*** Opening of Data shown ***

PR #3037, opened 2022-12-12
Editing link text to make telephone links clearer

philspray:
### Trello card

https://trello.com/c/eUf7bdzY

### Context

Some links were not descriptive enough for screen reader users when navigating out of the context.

Added more context to link text around telephone numbers


app/views/content/teacher-training-advisers.md
```diff
@@ -99,7 +99,7 @@ To sign up, you’ll need (one of the following):
 * to be a final year student studying for a bachelor’s degree with honours, with a predicted grade of 2:2 or higher
 * an overseas qualification equivalent to a bachelor’s degree with honours, grade 2:2 or higher
 
-If you're applying from overseas, you can check your qualifications by calling us on <a href="tel:08003892500">0800 389 2500</a>.
+If you're applying from overseas, you can check your qualifications by <a href="tel:08003892500">calling us on 0800 389 2500</a>.
```
gemmadallmandfe, line 102: @philspray This page has changed since you created the PR (sorry!) so needs rebasing

There are now two phone number links on the page to change (international qualifications and veterans)

app/components/content/talk_to_us_component.html.erb
```diff
@@ -7,7 +7,7 @@
       <div>
         <h3 class="heading-l">Call us</h3>
         <p>Our phone line gives you a quick and easy way to get one-off support.</p>
-        <p><a href="tel:08003892500" class="telephone">0800 389 2500</a></p>
+        <p><a href="tel:08003892500" class="telephone">Call us on 0800 389 2500</a></p>
```
gemmadallmandfe, line 10: @philspray What's your view on this change? It feels quite repetitive under the `Call us` h3 - I wonder if we are OK to not make this change here since the page is called 'Get help and support' and we have an h2/h3 as well that indicate what this link is?

gemmadallmandfe (commented):
@philspray Thanks for this - couple of minor comments for you - plus I think there are some other pages that need similar changes:

* /funding-and-support/if-youre-a-veteran
(NB this link doesn't look like it is styled properly as a phone number so this needs changing too)

* /mailinglist/signup/completed

app/components/content/talk_to_us_component.html.erb
philspray: I agree, I think it's too repetitive with anything else. I've tweaked it.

*** Close of Data shown ***

**Task to complete:**
Of the lines above, show those in which "honours" appears.

**Task output:**
 * to be a final year student studying for a bachelor’s degree with honours, with a predicted grade of 2:2 or higher
 * an overseas qualification equivalent to a bachelor’s degree with honours, grade 2:2 or higher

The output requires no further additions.